# struts logic:iterate



## fuzzycontrol (1. Nov 2006)

Hallo,

ich habe eine Tabelle dessen Zeilen ich mit <logic:iterate> erstellen lasse

Nun würde ich gerne in der ersten Spalte noch eine lfd Nr einfügen, die automatisch generiert werden soll, also nicht mit in der Form stehen sollen.


----------



## fuzzycontrol (1. Nov 2006)

gut, also mit 

<logic:iterate ... indexId="index" >

klappt das ja schon mal. Nur fängt das leider bei 0 an.

Kann man den auch noch noch überreden mit 1 anzufangen?


----------



## SlaterB (1. Nov 2006)

http://struts.apache.org/1.0.2/struts-logic.html#iterate


----------



## fuzzycontrol (2. Nov 2006)

wie gesagt, ich kann den Parameter offset angeben

nur dann schneidet er mir den Nullten Datensatz bei offset="1"

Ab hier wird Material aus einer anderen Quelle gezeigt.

PR #12060, opened 2022-07-09
std.fs: split `Dir` into `IterableDir`

### LINKED ISSUE #12007: fs.cwd().openDir().iterate() panics if called without `OpenDirOptions.iterate = true` on Linux (Ubuntu), works fine on MacOS
### Zig Version

0.10.0-dev.2577+5816d3eae

### Steps to Reproduce

Call this:

```zig
var children = try std.fs.cwd().openDir("some-dir", .{});
defer children.close();
_ = children.iterate();
```

### Expected Behavior

The call should return an error as the default is iterate=false.

On MacOS, no error happens at all, which is probably also a bug?

### Actual Behavior

```
thread 1827 panic: reached unreachable code
/opt/hostedtoolcache/zig/zig-linux-x86_64-0.9.1/x64/lib/std/os.zig:4342:18: 0x2a5567 in std.os.lseek_SET (build)
        .BADF => unreachable, // always a race condition
                 ^
/opt/hostedtoolcache/zig/zig-linux-x86_64-0.9.1/x64/lib/std/fs.zig:597:45: 0x29c530 in std.fs.Iterator.next (build)
                            std.os.lseek_SET(self.dir.fd, 0) catch unreachable; // EBADF here likely means that the Dir was not opened with iteration permissions
                                            ^
/home/runner/work/zig-common-tasks/zig-common-tasks/build.zig:17:34: 0x29e288 in .@build.testAllSamples (build)
    var child = try iterator.next();
                                 ^
/home/runner/work/zig-common-tasks/zig-common-tasks/build.zig:6:19: 0x2920c6 in .@build.build (build)
    testAllSamples(b, test_step) catch |e| {
                  ^
/opt/hostedtoolcache/zig/zig-linux-x86_64-0.9.1/x64/lib/std/special/build_runner.zig:220:28: 0x2838e4 in runBuild (build)
        .Void => root.build(builder),
                           ^
/opt/hostedtoolcache/zig/zig-linux-x86_64-0.9.1/x64/lib/std/special/build_runner.zig:202:17: 0x27855f in main (build)
    try runBuild(builder);
                ^
/opt/hostedtoolcache/zig/zig-linux-x86_64-0.9.1/x64/lib/std/start.zig:561:37: 0x26ff1a in std.start.callMain (build)
                                    ^
/opt/hostedtoolcache/zig/zig-linux-x86_64-0.9.1/x64/lib/std/start.zig:495:12: 0x250b2e in std.start.callMainWithArgs (build)
           ^
/opt/hostedtoolcache/zig/zig-linux-x86_64-0.9.1/x64/lib/std/start.zig:409:17: 0x24fbc6 in std.start.posixCallMainAndExit (build)
                ^
/opt/hostedtoolcache/zig/zig-linux-x86_64-0.9.1/x64/lib/std/start.zig:322:5: 0x24f9d2 in std.start._start (build)
    ^
error: the following build command crashed:
/home/runner/work/zig-common-tasks/zig-common-tasks/zig-cache/o/68e59b58dd56ed02a9db570b274bcbd5/build /opt/hostedtoolcache/zig/zig-linux-x86_64-0.9.1/x64/zig /home/runner/work/zig-common-tasks/zig-common-tasks /home/runner/work/zig-common-tasks/zig-common-tasks/zig-cache /home/runner/.cache/zig test
```

Vexu:
`walk` and `iterate` are moved to a new type `IterableDir`. `Dir` receives a new `openIterableDir` function which returns an `IterableDir` and also an `intoIterable` function which converts the `Dir` into an `IterableDir` asserting that it was opened with `iterate = true`.

Closes #12007

### DIFF
--- a/lib/std/fs.zig
+++ b/lib/std/fs.zig
@@ -283,8 +283,10 @@ pub fn renameW(old_dir: Dir, old_sub_path_w: []const u16, new_dir: Dir, new_sub_
     return os.renameatW(old_dir.fd, old_sub_path_w, new_dir.fd, new_sub_path_w);
 }
 
-pub const Dir = struct {
-    fd: os.fd_t,
+/// A directory that can be iterated. It is *NOT* legal to initialize this with a regular `Dir`
+/// that has been opened without iteration permission.
+pub const IterableDir = struct {
+    dir: Dir,
 
     pub const Entry = struct {
         name: []const u8,
@@ -779,7 +781,7 @@ pub const Dir = struct {
         else => @compileError("unimplemented"),
     };
 
-    pub fn iterate(self: Dir) Iterator {
+    pub fn iterate(self: IterableDir) Iterator {
         switch (builtin.os.tag) {
             .macos,
             .ios,
@@ -789,7 +791,7 @@ pub const Dir = struct {
             .openbsd,
             .solaris,
             => return Iterator{
-                .dir = self,
+                .dir = self.dir,
                 .seek = 0,
                 .index = 0,
                 .end_index = 0,
@@ -797,14 +799,14 @@ pub const Dir = struct {
                 .first_iter = true,
             },
             .linux, .haiku => return Iterator{
-                .dir = self,
+                .dir = self.dir,
                 .index = 0,
                 .end_index = 0,
                 .buf = undefined,
                 .first_iter = true,
             },
             .windows => return Iterator{
-                .dir = self,
+                .dir = self.dir,
                 .index = 0,
                 .end_index = 0,
                 .first_iter = true,
@@ -812,7 +814,7 @@ pub const Dir = struct {
                 .name_data = undefined,
             },
             .wasi => return Iterator{
-                .dir = self,
+                .dir = self.dir,
                 .cookie = os.wasi.DIRCOOKIE_START,
                 .index = 0,
                 .end_index = 0,
@@ -833,11 +835,11 @@ pub const Dir = struct {
             dir: Dir,
             basename: []const u8,
             path: []const u8,
-            kind: Dir.Entry.Kind,
+            kind: IterableDir.Entry.Kind,
         };
 
         const StackItem = struct {
-            iter: Dir.Iterator,
+            iter: IterableDir.Iterator,
             dirname_len: usize,
         };
 
@@ -857,7 +859,7 @@ pub const Dir = struct {
                     }
                     try self.name_buffer.appendSlice(base.name);
                     if (base.kind == .Directory) {
-                        var new_dir = top.iter.dir.openDir(base.name, .{ .iterate = true }) catch |err| switch (err) {
+                        var new_dir = top.iter.dir.openIterableDir(base.name, .{}) catch |err| switch (err) {
                             error.NameTooLong => unreachable, // no path sep in base.name
                             else => |e| return e,
                         };
@@ -896,11 +898,10 @@ pub const Dir = struct {
     };
 
     /// Recursively iterates over a directory.
-    /// `self` must have been opened with `OpenDirOptions{.iterate = true}`.
     /// Must call `Walker.deinit` when done.
     /// The order of returned file system entries is undefined.
     /// `self` will not be closed after walking it.
-    pub fn walk(self: Dir, allocator: Allocator) !Walker {
+    pub fn walk(self: IterableDir, allocator: Allocator) !Walker {
         var name_buffer = std.ArrayList(u8).init(allocator);
         errdefer name_buffer.deinit();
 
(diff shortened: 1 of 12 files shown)


lib/std/fs.zig
```diff
@@ -1507,6 +1521,26 @@ pub const Dir = struct {
...
+        var adjusted_args = args;
+        adjusted_args.iterate = true;
+        const new_dir = try self.openDir(sub_path, adjusted_args);
+        return IterableDir{ .dir = new_dir };
+    }
+
+    /// Convert `self` into an iterable directory.
+    /// Asserts that `self` was opened with `iterate = true`.
+    pub fn intoIterable(self: Dir) IterableDir {
+        if (builtin.mode == .Debug) {
```
andrewrk, line 1538:
```suggestion
        if (std.debug.runtime_safety) {
```

lib/std/fs.zig
```diff
@@ -918,6 +917,21 @@ pub const Dir = struct {
...
+        self.dir.close();
+        self.* = undefined;
+    }
+};
+
+pub const Dir = struct {
+    fd: os.fd_t,
+    iterable: @TypeOf(iterable_safety) = iterable_safety,
+
+    const iterable_safety = if (builtin.mode == .Debug) false else {};
```
andrewrk, line 930:
```suggestion
    const iterable_safety = if (std.debug.runtime_safety) false else {};
```

andrewrk (changes requested):
It seems like the main benefit of this change is so that calling `intoIterable` gives an assert in safe modes, so that when testing on an operating systems which allow all dirs to iterate, the programmer will not incorrectly believe that it works when it will fail on a different operating system that needs the iterable flag to be correct.

This benefit could be achieved more simply by adding the safety flag to `Dir` instead of introducing `IterableDir` as a new type.

I'm a bit concerned here with the added clunkiness of the API; having two types associated with the same resource. It does prevent a certain kind of mistake from being made, but it also causes confusion about which type has which methods and makes usage sites more convoluted.

We had a similar pattern earlier with mutexes. It used to be:

```
var held = mutex.acquire();
defer held.release();
```

...which was a nice way to help the user not forget to call unlock(). However it ended up being really annoying and actually more error prone any time the API needed to be wrapped, and we ended up just going back to the more straightforward:

```
mutex.lock();
defer mutex.unlock();
```

How do you feel about my counter proposal of adding the safety field directly to Dir?

Vexu:
> It seems like the main benefit of this change is so that calling `intoIterable` gives an assert in safe modes, so that when testing on an operating systems which allow all dirs to iterate, the programmer will not incorrectly believe that it works when it will fail on a different operating system that needs the iterable flag to be correct.
> 
> This benefit could be achieved more simply by adding the safety flag to `Dir` instead of introducing `IterableDir` as a new type.

I don't think the main benefit here is `intoIterable` giving an assertion. I think the main benefit is that attempting to iterate a regular `Dir` will give a compile error and force the programmer to think about this issue before they even have a chance to test their program.

> I'm a bit concerned here with the added clunkiness of the API; having two types associated with the same resource. It does prevent a certain kind of mistake from being made, but it also causes confusion about which type has which methods and makes usage sites more convoluted.

I think the separation between the types is quite clear here, `IterableDir` only allows iteration and walking while `Dir` only allows all other directory operations. `dir.intoIterable` and `iterable_dir.dir` also makes it easy to go between the types depending on which kind of operations you need to do.

> We had a similar pattern earlier with mutexes. It used to be:
> 
> ```
> var held = mutex.acquire();
> defer held.release();
> ```
> 
> ...which was a nice way to help the user not forget to call unlock(). However it ended up being really annoying and actually more error prone any time the API needed to be wrapped, and we ended up just going back to the more straightforward:
> 
> ```
> mutex.lock();
> defer mutex.unlock();
> ```

I don't think this situation is comparable. `Mutex.Held` used to encode state of the resource while `IterableDir` encodes available operations. Whether or not a directory supports iteration is decided on creation and you cannot change that state without reopening the directory.

ominitay:
Just rounding up comments made about this on Discord:

`OpenDirFlags.iterate` should be removed, if we are to add the type-based system; there isn't a need to have two methods. The only difference between them is that one is a runtime crash and one is a compile error. `TmpDir` should be split into `TmpDir` and `TmpIterableDir` to correspond with this.

ominitay:
You've said this a number of times, but could you please provide an actual example of this?

There is no case in which going from `Dir` to `IterableDir` is necessary, as the types exist specifically to indicate the permissions. If a directory has been opened as iterable, one will have `IterableDir`. It is easy to go from an `IterableDir` to a `Dir`, which is the only operation which seems necessary...

If a function needs to iterate on a directory, it should take `IterableDir`. Else, it should take `Dir`. This should be enforced by the API, imo.

Have you thought this through? `anytype` wouldn't work with an interface like this anyway...

Vexu:
> There is no case in which going from `Dir` to `IterableDir` is necessary, as the types exist specifically to indicate the permissions. If a directory has been opened as iterable, one will have `IterableDir`. It is easy to go from an `IterableDir` to a `Dir`, which is the only operation which seems necessary...

This is not the point you were making earlier or at least you couldn't be bothered to make it clear. This I could agree on.

> Have you thought this through? `anytype` wouldn't work with an interface like this anyway...

That is exactly how `anytype` is being used, just take a look at the thousands of instances of `writer: anytype` out there.

InKryption:
@Vexu Would you maybe consider omitting the components of this PR that would allow for conversion from `Dir` to `IterableDir`? At the very least, as an experiment to see if any of the problems you're alluding to actually emerge. They can always be added later on (wouldn't be as easy to remove them if present, being that it would break any code relying on it). 


Otherwise, I think it'll turn out to be far more harmful for people to unwittingly take a `Dir` parameter/use a `Dir` field, only to then use `intoIterable`, when it'd have made far more sense to just have an `IterableDir` in the first place (an incorrect path of least resistance).

ominitay:
> This is not the point you were making earlier or at least you couldn't be bothered to make it clear. This I could agree on.

Couldn't be bothered?? :roll_eyes: This is my entire criticism I've been making of your PR: that `intoIterable()` (and therefore `OpenDirFlags.iterate`) should be removed, as they serve no purpose.

One of my concerns is that, for example, someone has an already-written function which takes a `Dir`. They add in the requirement to iterate on the directory which they take as an argument after the fact. The presence of `intoIterable()` provides low resistance, and is likely to be the change they make, despite the 'correct' way to be to take an `IterableDir` as an argument. 

> That is exactly how anytype is being used, just take a look at the thousands of instances of writer: anytype out there.

But you can *only* call `iterate()` or `walk()` on an `IterableDir`. It's nothing like a `Writer`, as writers all have a common set of functions. The entire point of `IterableDir` is that it doesn't.

ominitay:
> And yet, I though you wanted to remove the conversion in both directions which is why I was emphasizing how it would lead to repetition of code.

Oh I see why you could have thought that lol. Glad we're on the same page now, then!

andrewrk:
A similar pattern can be drawn with passing `OpenMode.read_only` when opening a file. You'll get an error from the operating system if you try any of the write API. And yet I think having WritableFile and ReadableFile would make the API worse. I do prefer status quo, both with File and with Dir. However, I'm willing to try @Vexu's new API for a while and see how it feels.

ominitay:
> I do prefer status quo, both with File and with Dir.

I do also, but if we're to add a check for iterability, I think it's probably best to try a comptime, type-based solution first.

ominitay:
I've seen mixed feedback on this change. There are people who are very unhappy with it, proclaiming it "pointless" and a terrible API, and then you with the benefit that you know your code will be correct when it compiles. I'm not sure where we should go with this, whether we should revert and use a runtime check or stick with it. Maybe worth giving it more time?

kubkon:
I am on the fence with this change. If you look at the updated `fetch-them-macos-headers` https://github.com/ziglang/fetch-them-macos-headers/commit/96b1195a9c3d4c7308296d54f8b545c4acf66ef7, the required changes look and feel rather clunky, not to mention confusing: having to call a `.dir` on an iterable dir feels overly complicated. Perhaps wrapping it in a function would better clarify the intent. `tmpIterableDir` is suffering from the same problem now that we have to "dereference" it twice: `tmp.iterable_dir.dir`. I think this really should always be a single call such as `tmp.getDir()` or something. I am also worried that should we decide for another level of abstraction where we would wrap `IterableDir` in some `YetAnotherDir`, then the chain of wrapped `.dir` fields becomes ridiculous: `some.dir.dir.dir` and so on.

Jarred-Sumner:
This change makes using `std.fs` more tedious

If Zig had a way to do interfaces/inheritance without adding an extra layer of nesting (instead of `.dir`, just make all the functions on `dir` work with an `IterableDir`) then it would be fine

andrewrk:
After running with this change for about a year now, I have to say that I strongly don't like it and I would like to revert it.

Es soll mir aber alle Datensätze ausspucken und trotzdem die lfdNr bei 1 beginnen.


----------



## SlaterB (2. Nov 2006)

> wie gesagt
wo? 

tja, also für diese Art von Darstellung gibts wohl nix automatisches (soweit ich das sehe),
wäre auch schwer, der nächste möchte +2, der nächste +17*4005 usw.

du hast ja den Index in der Variablen 'index', diese kannst du doch beliebig verändern, 
oder wird das irgendwo automatisch verwendet?

<c:set var="myIndex" value="${index+1}" />
oder auch
<c:set var="index" value="${index+1}" />


----------



## HLX (2. Nov 2006)

Es gibt einen guten Grund, warum Struts für die Nummerierung nicht parat hält.

Die laufende Nummer ist etwas inhaltliches und nichts grafisches. Von daher sollte Sie in der ActionForm erzeugt und dort der Tabelle hinzugefügt werden.


----------